-- Task directions --
Up to and including the line containing "# 👩🏻‍💻 What does this PR do?", set down each line of the entries below exactly, starting from the first, and leave out the rest.

-- Source data --
________________________

PR #6508, opened 2025-02-13
Refactor utils to have overridable name as displaying report name

### LINKED ISSUE #6385: Update report name translations

A few things that would help report name translations to make them more useable.

Report name translations are currently done on the front end here: client/packages/reports/src/utils.ts
This replaces the report 'code' with a string which we translate in common.json.

This makes it slightly difficult to manage custom reports:
- We are required to add custom report translation strings into the main OMS repo for specific clients
- Doesn't allow for hard coding of report names in custom reports
- Adds restrictions when a custom report is used to replace a standard report (ie only one translation per locale) 
- Translations and sub translation functions are conducted in more places than necessary.

Also side note is that this method is not documented which adds to confusion.

- [ ] Remove front end string manipulation
- [ ] Translate based on 'name' rather than 'code'
- [ ] Display 'name' translated without any conversions or simply display name.
This would allow us to use report.standard-report as the name, or alternatively a hard coded string for standard reports

### Moneyworks Jobcode 🧰

OMS:CIRDV

fergie-nz:
Fixes #6385 

# 👩🏻‍💻 What does this PR do?

Alternative front end translation manipulation so that raw name is displayed when translation function goes to fallback.

I had wondered about changing translation to work on code rather than name, and have the name field as an optional override. This would allow consolidation of translation manipulation into less places.
However, this is so much more simple and is backwards compatible, so opted for this option.

Allows reports to show raw name field as name without adding client specific translation strings for custom reports.

# 🧪 Testing

- [ ] Try editing the name of a report to a custom name. Any standard report is suitable for this (must be the latest version of that report to display
- [ ] Regenerate reports with `cargo build && ./target/debug/remote_server_cli build-reports && ./target/debug/remote_server_cli upsert-reports -o`
- [ ] View raw report name on OMS

# 📃 Documentation

- [ ] **Part of an epic**: Readme to be updated after [readme update PR](https://github.com/msupply-foundation/open-msupply/issues/6385) is merged

### DIFF
--- a/client/packages/reports/src/utils.ts
+++ b/client/packages/reports/src/utils.ts
@@ -2,8 +2,8 @@ import { LocaleKey, useTranslation } from '@common/intl';
 
 export const translateReportName = (
   t: ReturnType<typeof useTranslation>,
-  reportName: String
+  reportName: string
 ) => {
   let key = `report.${reportName.replace(/ /g, '-').toLowerCase()}` as LocaleKey
-  return (key == t(key)) ? reportName.toString() : t(key);
+  return (key == t(key)) ? reportName : t(key);
 };
--- a/client/packages/reports/src/utils.ts
+++ b/client/packages/reports/src/utils.ts
@@ -2,7 +2,8 @@ import { LocaleKey, useTranslation } from '@common/intl';
 
 export const translateReportName = (
   t: ReturnType<typeof useTranslation>,
-  reportName: string
+  reportName: String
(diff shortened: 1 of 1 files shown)


noel-yeldos (approved):
LGTM! Tested and name changes as expected.

Screenshot 2025-02-18 at 10 16 19
Screenshot 2025-02-18 at 10 16 28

________________________

-- Response area --
PR #6508, opened 2025-02-13
Refactor utils to have overridable name as displaying report name

### LINKED ISSUE #6385: Update report name translations

A few things that would help report name translations to make them more useable.

Report name translations are currently done on the front end here: client/packages/reports/src/utils.ts
This replaces the report 'code' with a string which we translate in common.json.

This makes it slightly difficult to manage custom reports:
- We are required to add custom report translation strings into the main OMS repo for specific clients
- Doesn't allow for hard coding of report names in custom reports
- Adds restrictions when a custom report is used to replace a standard report (ie only one translation per locale) 
- Translations and sub translation functions are conducted in more places than necessary.

Also side note is that this method is not documented which adds to confusion.

- [ ] Remove front end string manipulation
- [ ] Translate based on 'name' rather than 'code'
- [ ] Display 'name' translated without any conversions or simply display name.
This would allow us to use report.standard-report as the name, or alternatively a hard coded string for standard reports

### Moneyworks Jobcode 🧰

OMS:CIRDV

fergie-nz:
Fixes #6385 

# 👩🏻‍💻 What does this PR do?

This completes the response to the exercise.